━━━ Material supplied
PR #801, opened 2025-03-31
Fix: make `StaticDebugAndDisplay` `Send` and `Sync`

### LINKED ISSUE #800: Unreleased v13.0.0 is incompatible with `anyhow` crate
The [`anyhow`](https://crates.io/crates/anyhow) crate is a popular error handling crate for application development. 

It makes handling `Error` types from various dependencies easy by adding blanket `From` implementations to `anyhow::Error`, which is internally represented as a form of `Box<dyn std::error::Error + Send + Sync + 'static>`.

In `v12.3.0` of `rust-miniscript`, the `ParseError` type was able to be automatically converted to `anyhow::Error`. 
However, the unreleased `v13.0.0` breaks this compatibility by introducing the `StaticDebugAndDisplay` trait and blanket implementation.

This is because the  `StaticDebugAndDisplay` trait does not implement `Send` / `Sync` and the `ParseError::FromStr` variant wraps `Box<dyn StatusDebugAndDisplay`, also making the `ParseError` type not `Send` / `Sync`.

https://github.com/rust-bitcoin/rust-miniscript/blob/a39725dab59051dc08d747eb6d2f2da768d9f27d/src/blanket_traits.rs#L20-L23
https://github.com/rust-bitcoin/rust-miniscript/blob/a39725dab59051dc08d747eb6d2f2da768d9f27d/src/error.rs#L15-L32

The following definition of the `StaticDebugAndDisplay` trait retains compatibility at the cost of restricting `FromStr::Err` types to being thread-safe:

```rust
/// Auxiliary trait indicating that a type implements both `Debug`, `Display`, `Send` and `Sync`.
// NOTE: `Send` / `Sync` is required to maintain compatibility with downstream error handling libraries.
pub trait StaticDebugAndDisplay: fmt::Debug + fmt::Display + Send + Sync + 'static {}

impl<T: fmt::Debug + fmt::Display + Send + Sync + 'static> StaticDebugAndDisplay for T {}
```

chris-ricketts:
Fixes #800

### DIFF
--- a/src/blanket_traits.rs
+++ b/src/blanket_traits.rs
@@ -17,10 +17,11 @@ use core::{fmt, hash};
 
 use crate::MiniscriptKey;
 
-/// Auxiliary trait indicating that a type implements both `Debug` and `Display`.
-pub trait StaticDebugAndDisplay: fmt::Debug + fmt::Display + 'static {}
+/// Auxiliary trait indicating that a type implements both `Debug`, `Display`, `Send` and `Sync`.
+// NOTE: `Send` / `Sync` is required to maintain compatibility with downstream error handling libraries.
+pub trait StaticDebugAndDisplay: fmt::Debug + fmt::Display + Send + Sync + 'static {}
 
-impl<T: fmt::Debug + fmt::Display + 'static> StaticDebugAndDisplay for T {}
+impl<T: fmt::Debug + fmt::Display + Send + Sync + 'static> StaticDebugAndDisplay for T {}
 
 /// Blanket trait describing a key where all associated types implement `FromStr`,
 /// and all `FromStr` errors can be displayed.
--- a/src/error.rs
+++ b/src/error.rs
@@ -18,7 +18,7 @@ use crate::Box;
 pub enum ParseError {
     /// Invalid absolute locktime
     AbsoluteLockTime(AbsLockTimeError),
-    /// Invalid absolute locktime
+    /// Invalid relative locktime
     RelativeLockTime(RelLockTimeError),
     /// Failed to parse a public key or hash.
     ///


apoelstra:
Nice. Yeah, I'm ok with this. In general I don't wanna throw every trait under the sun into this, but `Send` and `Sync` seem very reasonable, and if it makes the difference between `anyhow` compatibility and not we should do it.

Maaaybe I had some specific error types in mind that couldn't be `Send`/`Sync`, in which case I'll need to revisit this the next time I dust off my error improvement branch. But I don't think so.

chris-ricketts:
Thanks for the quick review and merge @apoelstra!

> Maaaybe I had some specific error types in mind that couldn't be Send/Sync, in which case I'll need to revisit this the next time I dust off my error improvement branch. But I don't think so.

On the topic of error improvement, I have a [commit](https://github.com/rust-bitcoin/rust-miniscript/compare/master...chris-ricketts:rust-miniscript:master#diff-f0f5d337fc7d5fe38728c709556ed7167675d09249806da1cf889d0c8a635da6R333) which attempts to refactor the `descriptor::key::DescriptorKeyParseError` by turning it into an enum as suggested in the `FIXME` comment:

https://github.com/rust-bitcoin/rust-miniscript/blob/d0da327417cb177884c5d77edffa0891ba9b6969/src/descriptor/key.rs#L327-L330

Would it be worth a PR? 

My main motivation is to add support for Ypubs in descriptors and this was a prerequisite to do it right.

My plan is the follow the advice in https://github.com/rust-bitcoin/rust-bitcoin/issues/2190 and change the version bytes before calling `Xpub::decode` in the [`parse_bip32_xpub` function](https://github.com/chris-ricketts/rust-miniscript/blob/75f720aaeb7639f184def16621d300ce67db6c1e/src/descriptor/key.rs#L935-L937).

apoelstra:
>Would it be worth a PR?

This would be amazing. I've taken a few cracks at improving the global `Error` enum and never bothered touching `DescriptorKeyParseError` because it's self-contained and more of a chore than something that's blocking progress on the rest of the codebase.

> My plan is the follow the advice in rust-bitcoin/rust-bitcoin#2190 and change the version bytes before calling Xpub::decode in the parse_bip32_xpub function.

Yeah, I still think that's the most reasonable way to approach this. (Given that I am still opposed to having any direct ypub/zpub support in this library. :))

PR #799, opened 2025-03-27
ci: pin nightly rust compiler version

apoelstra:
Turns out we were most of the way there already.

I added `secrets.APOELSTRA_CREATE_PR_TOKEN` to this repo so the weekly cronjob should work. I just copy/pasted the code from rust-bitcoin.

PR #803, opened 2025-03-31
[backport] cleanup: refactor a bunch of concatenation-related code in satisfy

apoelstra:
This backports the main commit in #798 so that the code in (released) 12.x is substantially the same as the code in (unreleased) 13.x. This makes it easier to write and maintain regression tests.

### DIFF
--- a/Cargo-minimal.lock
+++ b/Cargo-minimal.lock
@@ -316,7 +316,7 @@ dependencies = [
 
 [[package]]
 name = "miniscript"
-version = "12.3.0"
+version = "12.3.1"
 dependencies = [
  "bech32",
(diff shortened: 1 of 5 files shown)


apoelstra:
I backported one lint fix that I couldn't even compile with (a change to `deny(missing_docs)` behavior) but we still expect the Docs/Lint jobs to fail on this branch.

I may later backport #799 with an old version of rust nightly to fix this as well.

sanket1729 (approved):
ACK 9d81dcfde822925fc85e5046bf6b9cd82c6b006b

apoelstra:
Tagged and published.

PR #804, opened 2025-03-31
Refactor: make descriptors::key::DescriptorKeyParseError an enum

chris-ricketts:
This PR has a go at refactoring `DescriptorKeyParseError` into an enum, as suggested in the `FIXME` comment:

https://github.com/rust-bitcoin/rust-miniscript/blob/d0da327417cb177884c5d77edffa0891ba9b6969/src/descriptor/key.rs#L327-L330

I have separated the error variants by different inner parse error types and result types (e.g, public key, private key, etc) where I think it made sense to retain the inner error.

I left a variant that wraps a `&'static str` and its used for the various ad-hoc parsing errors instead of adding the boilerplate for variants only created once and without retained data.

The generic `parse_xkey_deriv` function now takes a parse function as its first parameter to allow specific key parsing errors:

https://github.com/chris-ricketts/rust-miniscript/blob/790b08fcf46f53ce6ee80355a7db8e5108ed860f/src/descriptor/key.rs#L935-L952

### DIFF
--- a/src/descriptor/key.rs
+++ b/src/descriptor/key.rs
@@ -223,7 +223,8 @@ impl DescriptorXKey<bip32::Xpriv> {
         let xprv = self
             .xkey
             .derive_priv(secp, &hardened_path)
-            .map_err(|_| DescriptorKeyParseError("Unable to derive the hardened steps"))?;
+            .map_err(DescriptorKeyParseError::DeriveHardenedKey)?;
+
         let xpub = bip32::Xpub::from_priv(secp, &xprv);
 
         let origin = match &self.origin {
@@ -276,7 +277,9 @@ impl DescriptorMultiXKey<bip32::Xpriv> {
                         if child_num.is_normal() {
━━━━━━
● Task details
Write every record out again, unaltered.

● Answer to the problem
PR #801, opened 2025-03-31
Fix: make `StaticDebugAndDisplay` `Send` and `Sync`

### LINKED ISSUE #800: Unreleased v13.0.0 is incompatible with `anyhow` crate
The [`anyhow`](https://crates.io/crates/anyhow) crate is a popular error handling crate for application development. 

It makes handling `Error` types from various dependencies easy by adding blanket `From` implementations to `anyhow::Error`, which is internally represented as a form of `Box<dyn std::error::Error + Send + Sync + 'static>`.

In `v12.3.0` of `rust-miniscript`, the `ParseError` type was able to be automatically converted to `anyhow::Error`. 
However, the unreleased `v13.0.0` breaks this compatibility by introducing the `StaticDebugAndDisplay` trait and blanket implementation.

This is because the  `StaticDebugAndDisplay` trait does not implement `Send` / `Sync` and the `ParseError::FromStr` variant wraps `Box<dyn StatusDebugAndDisplay`, also making the `ParseError` type not `Send` / `Sync`.

https://github.com/rust-bitcoin/rust-miniscript/blob/a39725dab59051dc08d747eb6d2f2da768d9f27d/src/blanket_traits.rs#L20-L23
https://github.com/rust-bitcoin/rust-miniscript/blob/a39725dab59051dc08d747eb6d2f2da768d9f27d/src/error.rs#L15-L32

The following definition of the `StaticDebugAndDisplay` trait retains compatibility at the cost of restricting `FromStr::Err` types to being thread-safe:

```rust
/// Auxiliary trait indicating that a type implements both `Debug`, `Display`, `Send` and `Sync`.
// NOTE: `Send` / `Sync` is required to maintain compatibility with downstream error handling libraries.
pub trait StaticDebugAndDisplay: fmt::Debug + fmt::Display + Send + Sync + 'static {}

impl<T: fmt::Debug + fmt::Display + Send + Sync + 'static> StaticDebugAndDisplay for T {}
```

chris-ricketts:
Fixes #800

### DIFF
--- a/src/blanket_traits.rs
+++ b/src/blanket_traits.rs
@@ -17,10 +17,11 @@ use core::{fmt, hash};
 
 use crate::MiniscriptKey;
 
-/// Auxiliary trait indicating that a type implements both `Debug` and `Display`.
-pub trait StaticDebugAndDisplay: fmt::Debug + fmt::Display + 'static {}
+/// Auxiliary trait indicating that a type implements both `Debug`, `Display`, `Send` and `Sync`.
+// NOTE: `Send` / `Sync` is required to maintain compatibility with downstream error handling libraries.
+pub trait StaticDebugAndDisplay: fmt::Debug + fmt::Display + Send + Sync + 'static {}
 
-impl<T: fmt::Debug + fmt::Display + 'static> StaticDebugAndDisplay for T {}
+impl<T: fmt::Debug + fmt::Display + Send + Sync + 'static> StaticDebugAndDisplay for T {}
 
 /// Blanket trait describing a key where all associated types implement `FromStr`,
 /// and all `FromStr` errors can be displayed.
--- a/src/error.rs
+++ b/src/error.rs
@@ -18,7 +18,7 @@ use crate::Box;
 pub enum ParseError {
     /// Invalid absolute locktime
     AbsoluteLockTime(AbsLockTimeError),
-    /// Invalid absolute locktime
+    /// Invalid relative locktime
     RelativeLockTime(RelLockTimeError),
     /// Failed to parse a public key or hash.
     ///


apoelstra:
Nice. Yeah, I'm ok with this. In general I don't wanna throw every trait under the sun into this, but `Send` and `Sync` seem very reasonable, and if it makes the difference between `anyhow` compatibility and not we should do it.

Maaaybe I had some specific error types in mind that couldn't be `Send`/`Sync`, in which case I'll need to revisit this the next time I dust off my error improvement branch. But I don't think so.

chris-ricketts:
Thanks for the quick review and merge @apoelstra!

> Maaaybe I had some specific error types in mind that couldn't be Send/Sync, in which case I'll need to revisit this the next time I dust off my error improvement branch. But I don't think so.

On the topic of error improvement, I have a [commit](https://github.com/rust-bitcoin/rust-miniscript/compare/master...chris-ricketts:rust-miniscript:master#diff-f0f5d337fc7d5fe38728c709556ed7167675d09249806da1cf889d0c8a635da6R333) which attempts to refactor the `descriptor::key::DescriptorKeyParseError` by turning it into an enum as suggested in the `FIXME` comment:

https://github.com/rust-bitcoin/rust-miniscript/blob/d0da327417cb177884c5d77edffa0891ba9b6969/src/descriptor/key.rs#L327-L330

Would it be worth a PR? 

My main motivation is to add support for Ypubs in descriptors and this was a prerequisite to do it right.

My plan is the follow the advice in https://github.com/rust-bitcoin/rust-bitcoin/issues/2190 and change the version bytes before calling `Xpub::decode` in the [`parse_bip32_xpub` function](https://github.com/chris-ricketts/rust-miniscript/blob/75f720aaeb7639f184def16621d300ce67db6c1e/src/descriptor/key.rs#L935-L937).

apoelstra:
>Would it be worth a PR?

This would be amazing. I've taken a few cracks at improving the global `Error` enum and never bothered touching `DescriptorKeyParseError` because it's self-contained and more of a chore than something that's blocking progress on the rest of the codebase.

> My plan is the follow the advice in rust-bitcoin/rust-bitcoin#2190 and change the version bytes before calling Xpub::decode in the parse_bip32_xpub function.

Yeah, I still think that's the most reasonable way to approach this. (Given that I am still opposed to having any direct ypub/zpub support in this library. :))

PR #799, opened 2025-03-27
ci: pin nightly rust compiler version

apoelstra:
Turns out we were most of the way there already.

I added `secrets.APOELSTRA_CREATE_PR_TOKEN` to this repo so the weekly cronjob should work. I just copy/pasted the code from rust-bitcoin.

PR #803, opened 2025-03-31
[backport] cleanup: refactor a bunch of concatenation-related code in satisfy

apoelstra:
This backports the main commit in #798 so that the code in (released) 12.x is substantially the same as the code in (unreleased) 13.x. This makes it easier to write and maintain regression tests.

### DIFF
--- a/Cargo-minimal.lock
+++ b/Cargo-minimal.lock
@@ -316,7 +316,7 @@ dependencies = [
 
 [[package]]
 name = "miniscript"
-version = "12.3.0"
+version = "12.3.1"
 dependencies = [
  "bech32",
(diff shortened: 1 of 5 files shown)


apoelstra:
I backported one lint fix that I couldn't even compile with (a change to `deny(missing_docs)` behavior) but we still expect the Docs/Lint jobs to fail on this branch.

I may later backport #799 with an old version of rust nightly to fix this as well.

sanket1729 (approved):
ACK 9d81dcfde822925fc85e5046bf6b9cd82c6b006b

apoelstra:
Tagged and published.

PR #804, opened 2025-03-31
Refactor: make descriptors::key::DescriptorKeyParseError an enum

chris-ricketts:
This PR has a go at refactoring `DescriptorKeyParseError` into an enum, as suggested in the `FIXME` comment:

https://github.com/rust-bitcoin/rust-miniscript/blob/d0da327417cb177884c5d77edffa0891ba9b6969/src/descriptor/key.rs#L327-L330

I have separated the error variants by different inner parse error types and result types (e.g, public key, private key, etc) where I think it made sense to retain the inner error.

I left a variant that wraps a `&'static str` and its used for the various ad-hoc parsing errors instead of adding the boilerplate for variants only created once and without retained data.

The generic `parse_xkey_deriv` function now takes a parse function as its first parameter to allow specific key parsing errors:

https://github.com/chris-ricketts/rust-miniscript/blob/790b08fcf46f53ce6ee80355a7db8e5108ed860f/src/descriptor/key.rs#L935-L952

### DIFF
--- a/src/descriptor/key.rs
+++ b/src/descriptor/key.rs
@@ -223,7 +223,8 @@ impl DescriptorXKey<bip32::Xpriv> {
         let xprv = self
             .xkey
             .derive_priv(secp, &hardened_path)
-            .map_err(|_| DescriptorKeyParseError("Unable to derive the hardened steps"))?;
+            .map_err(DescriptorKeyParseError::DeriveHardenedKey)?;
+
         let xpub = bip32::Xpub::from_priv(secp, &xprv);
 
         let origin = match &self.origin {
@@ -276,7 +277,9 @@ impl DescriptorMultiXKey<bip32::Xpriv> {
                         if child_num.is_normal() {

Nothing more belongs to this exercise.